Ich habe längere Zeit mit einem RAW-Konverter gearbeitet, welcher als Beigabe zur Kamera dazu war. Wohlgemerkt- ohne hier Namen von Produkten zu nennen- eine abgespeckte Version. Die Ergebnisse konnten sich durchaus sehen lassen. Was mich nervte: Es mußten alle Einstellungen für jede RAW-Datei komplett neu gemacht werden. Bei sehr ähnlichen Motiven sehr ärgerlich, kann man doch bei Lightroom verschiedene Einstellungen abspeichern und so schnell auf andere Bilder anwenden.

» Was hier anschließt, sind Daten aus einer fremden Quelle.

Issue #4186, opened 2017-06-27
Getting releases doesn't take into account github's paging.


gitlost:
`CLI_Command::get_updates()` doesn't handle github's paging.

Bevor ich mich dann für LR5 entschied, las ich im Internet verschiedene Berichte zu RAW-Konvertern und je mehr man liest, um so mehr wird man verunsichert, welcher denn nun der Beste ist. Oberste Priorität hat bei mir übrigens allein die Bildqualität.

Also habe ich mehrere getestet. Kostenlose- sowie Testversionen von Kaufsoftware. Capture One fällt aus meinem persönlichen Preisrahmen und somit von vornherein weg.

Um es kurz zu machen: Ich habe mich für Lightroom 5 entschieden, da es die meisten Funktionen und Möglichkeiten, einen für mich logischen und intuitiven Workflow und sehr gute Bildqualität bietet. Der Preis für die Vollversion ist angesichts des Funktionsumfangs noch in Ordnung, auch wenn man als Hobbyfotograf sicher nur einen Bruchteil der Funktionen benötigt.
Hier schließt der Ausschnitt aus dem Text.